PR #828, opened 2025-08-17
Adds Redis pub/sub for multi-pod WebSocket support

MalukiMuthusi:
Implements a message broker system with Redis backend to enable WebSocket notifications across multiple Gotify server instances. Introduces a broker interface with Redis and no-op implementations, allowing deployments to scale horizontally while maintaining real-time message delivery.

##############################

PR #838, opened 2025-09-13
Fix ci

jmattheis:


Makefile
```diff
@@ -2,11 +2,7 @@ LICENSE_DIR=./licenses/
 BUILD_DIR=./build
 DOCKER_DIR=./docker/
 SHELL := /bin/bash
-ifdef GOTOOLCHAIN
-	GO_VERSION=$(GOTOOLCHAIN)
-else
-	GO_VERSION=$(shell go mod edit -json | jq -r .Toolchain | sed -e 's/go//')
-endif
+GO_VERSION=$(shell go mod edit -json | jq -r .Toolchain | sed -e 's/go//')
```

##############################

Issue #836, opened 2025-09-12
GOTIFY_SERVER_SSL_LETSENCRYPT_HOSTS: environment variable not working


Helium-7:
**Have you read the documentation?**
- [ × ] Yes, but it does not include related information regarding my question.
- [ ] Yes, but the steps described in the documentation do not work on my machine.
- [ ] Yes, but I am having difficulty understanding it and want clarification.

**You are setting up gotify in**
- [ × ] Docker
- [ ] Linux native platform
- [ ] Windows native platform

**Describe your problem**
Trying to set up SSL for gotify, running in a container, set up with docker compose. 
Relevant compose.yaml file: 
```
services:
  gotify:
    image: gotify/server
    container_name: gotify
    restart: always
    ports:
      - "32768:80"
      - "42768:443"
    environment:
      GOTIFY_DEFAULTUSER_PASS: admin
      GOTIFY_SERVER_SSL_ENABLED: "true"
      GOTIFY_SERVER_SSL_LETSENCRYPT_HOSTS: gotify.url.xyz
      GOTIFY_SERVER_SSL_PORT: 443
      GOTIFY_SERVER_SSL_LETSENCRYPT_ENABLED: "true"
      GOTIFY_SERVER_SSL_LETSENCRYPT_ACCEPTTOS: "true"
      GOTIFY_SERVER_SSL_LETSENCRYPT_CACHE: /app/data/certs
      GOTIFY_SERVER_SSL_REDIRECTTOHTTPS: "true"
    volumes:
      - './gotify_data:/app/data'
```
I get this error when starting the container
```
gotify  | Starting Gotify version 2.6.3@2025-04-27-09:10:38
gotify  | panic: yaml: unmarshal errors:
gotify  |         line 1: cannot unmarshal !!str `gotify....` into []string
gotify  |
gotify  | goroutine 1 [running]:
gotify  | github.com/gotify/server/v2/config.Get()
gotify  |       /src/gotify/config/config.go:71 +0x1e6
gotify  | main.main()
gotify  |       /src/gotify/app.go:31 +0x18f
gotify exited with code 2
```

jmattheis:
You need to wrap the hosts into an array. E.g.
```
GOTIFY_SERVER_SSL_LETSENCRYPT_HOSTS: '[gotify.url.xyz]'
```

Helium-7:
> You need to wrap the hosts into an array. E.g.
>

##############################

> Activity:
The answer must be one number: how many lines in the records above contain "json".

> Result below:
2